[Python-ideas] Standard (portable) bytecode "assembly" format

Fri Feb 26 13:15:58 EST 2016

On Feb 26, 2016, at 02:27, Victor Stinner <victor.stinner at gmail.com> wrote:
> 
> 2016-02-26 6:27 GMT+01:00 Andrew Barnert via Python-ideas
> <python-ideas at python.org>:
>> Of course we already have such a format today: dis.Bytecode. But it doesn't quite solve the problem, for three reasons:
>> 
>> * Not accessible from C.
> 
> I don't think that it's a real issue. The current trend is more to
> rewrite pieces of CPython in Python.

Sure, we could either (a) have duplicate code in C and Python that do virtually the same assembly and fixup work, (b) rewrite the peephole optimizer and part of the compiler in Python and freeze both them and the dis module (or whatever), or (c) use a format that's accessible from both C and Python and change as little as possible to get what we want. I think the last one is clearly the best solution, but it's not because the other two aren't impossible.

>> * Not mutable, and no assembler.
> 
> I looked at Bytecode & Instruction objects of dis. They look nice to
> "read" bytecode, but not to modify bytecode.
> 
> dis.Instruction is not mutable and informations are duplicated.

Which is exactly why I suggested the very alternative that you're replying to: tuples of (opcode, argval [, line [, ...]]) are trivial to build. Instruction (with a minor, backward-compatible change) is compatible with that, but you don't need to use Instruction. Similarly, an iterable of such tuples is trivial to build; Bytecode is compatible with that, but you don't need to use Bytecode.

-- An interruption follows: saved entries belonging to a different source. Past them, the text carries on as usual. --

PR #5551, opened 2023-11-29
Key background inherits panel background

### LINKED ISSUE #5549: Should `legend.key` inherit from `panel.background`?
One thing I often forget when I change the panel background is to also change the legend key accordingly.
I'd like to propose that the following code:

``` r
library(ggplot2)

  geom_point(aes(shape = factor(cyl))) +
  theme(
    panel.background = element_rect(fill = "cornsilk")
  )
```

Would produce the same plot as this:
``` r
  geom_point(aes(shape = factor(cyl))) +
  theme(
    panel.background = element_rect(fill = "cornsilk"),
    legend.key = element_rect(fill = "cornsilk")
  )
```

It would be a convenience if the legend key inherited from the panel background, to keep these in sync automatically.
To make this work as intended, the themes should probably omit the legend key definitions. These currently have a slightly different fill (`"grey95"`) than the background (`"grey92"`), but I think the difference would be barely noticible to a human eye.

teunbrand:
This PR aims to fix #5549.

Briefly, it sets `legend.key` to inherit from `panel.background` and eliminates the `legend.key` element from the built-in themes.
This causes the key backgrounds to automatically adhere to the panel background style.

``` r
#> ℹ Loading ggplot2

  geom_point(aes(shape = factor(cyl))) +
  theme(
    panel.background = element_rect(fill = "cornsilk")
  )
```

For many built-in themes, this was already achieved by encoding the `legend.key` element and `panel.background` seperately in the same style. With this PR, this doesn't need to happen seperately anymore.

However, because the default `theme_gray()` had a slightly lighter `legend.key` than `panel.background`, there is a noticible (but not very obvious) visual change in this theme. See attached example where the left part is the current default and the right part is the default with this PR:

image

### DIFF
--- a/NEWS.md
+++ b/NEWS.md
@@ -1,5 +1,9 @@
 # ggplot2 (development version)
 
+* The `legend.key` theme element is set to inherit from the `panel.background`
+  theme element. The default themes no longer set the `legend.key` element.
+  This causes a visual change with the default `theme_gray()` (#5549).
+
 * Lines where `linewidth = NA` are now dropped in `geom_sf()` (#5204).
 
 * New `guide_axis_logticks()` can be used to draw logarithmic tick marks as
--- a/R/theme-defaults.R
+++ b/R/theme-defaults.R
@@ -172,7 +172,7 @@ theme_grey <- function(base_size = 11, base_family = "",
     legend.spacing.x =    NULL,
     legend.spacing.y =    NULL,
     legend.margin =      margin(half_line, half_line, half_line, half_line),
-    legend.key =         element_rect(fill = "grey95", colour = NA),
+    legend.key =         NULL,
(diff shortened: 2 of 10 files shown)


clauswilke (approved):
Surprisingly large patch for such a small change. Great idea and looks good to me.

Now looking at the old and new outputs side by side, I'd say the old one (with slightly lighter background in the legend) was wrong. You're coloring a smaller surface area, so if at all it should be darker not lighter. But matching is perfectly fine.

teunbrand:
Thanks for the review and kind words Claus! I agree with your assessment about surface area vs intensity, which would be easier to implement if we could do something like `element_rect(colour = ~colorspace::darken(.x, 0.2))` to adjust settings on the fly.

Here's an example of what a bytecode processor could look like:

    for opcode, argval, *rest in instructions:
        if opcode == dis.LOAD_GLOBAL:
            yield (dis.LOAD_CONST, eval(argval, globals(), *rest)
        else:
            yield (opcode, argval, *rest)

If you want to use the dis structures instead, you don't have to, but you can:

    bc = dis.Bytecode(instructions)
    for i, instr in enumerate(bc):
        if instr.opcode == dis.LOAD_GLOBAL:
            bc[i] = instr.replace(opcode=dis.LOAD_CONST, eval(instr.argval, globals()))
    return bc

And notice that, even if you _do_ want to use those structures, the problems you're imagining don't arise.

There are more complicated examples on the linked blog post.

> For
> example, the operator is stored as name (LOAD_CONST) and code (100).
> Argument is stored as int (1), value ("hello") and representation
> ('"hello"'). It has no methods but attributes like is_jump_target.

And, as I said, you only have to supply opcode, argval, and sometimes line. The other attributes are there for reading existing bytecode, but aren't needed for emitting it.

This is the same model that's used successfully in the tokenize module. (Of course that module has some other API nightmares, but _this_ part of it is very nice.) Tokens are a namedtuple with 6 attributes, but you can construct them with just the first 2, 3, or 4, or you can just substitute a tuple of 2, 3, or 4 elements in place of a Token.

> dis.Instruction doesn't seem extensible to add new features.

Why not? I added hasjrel to see how easy it is: there's one obvious way to do it, which took a few seconds, and it works exactly as I'd want it to. What kind of new features do you think would be difficult to add?

>> * A few things (mainly jump arguments) are still in terms of bytecode bytes.
> 
> Hum, this is a problem. The dis is already in the stdlib, you cannot
> modify its API in a backward incompatible way.

Again, already covered, and covered in more detail in the blog post.

> Abstract instructions can be modified (lineno, name, op, arg), they
> have no size. Concrete instructions have size, attributes cannot be
> modified.
> 
> Concrete bytecode & instructions is closer to what we already have in
> the dis module.

No it isn't. What we have in the dis module does _not_ have size; it's a flat sequence of instructions. If you've missed that, you probably need to go back and reread the proposal, because it doesn't really make sense if you think this is what it's suggesting.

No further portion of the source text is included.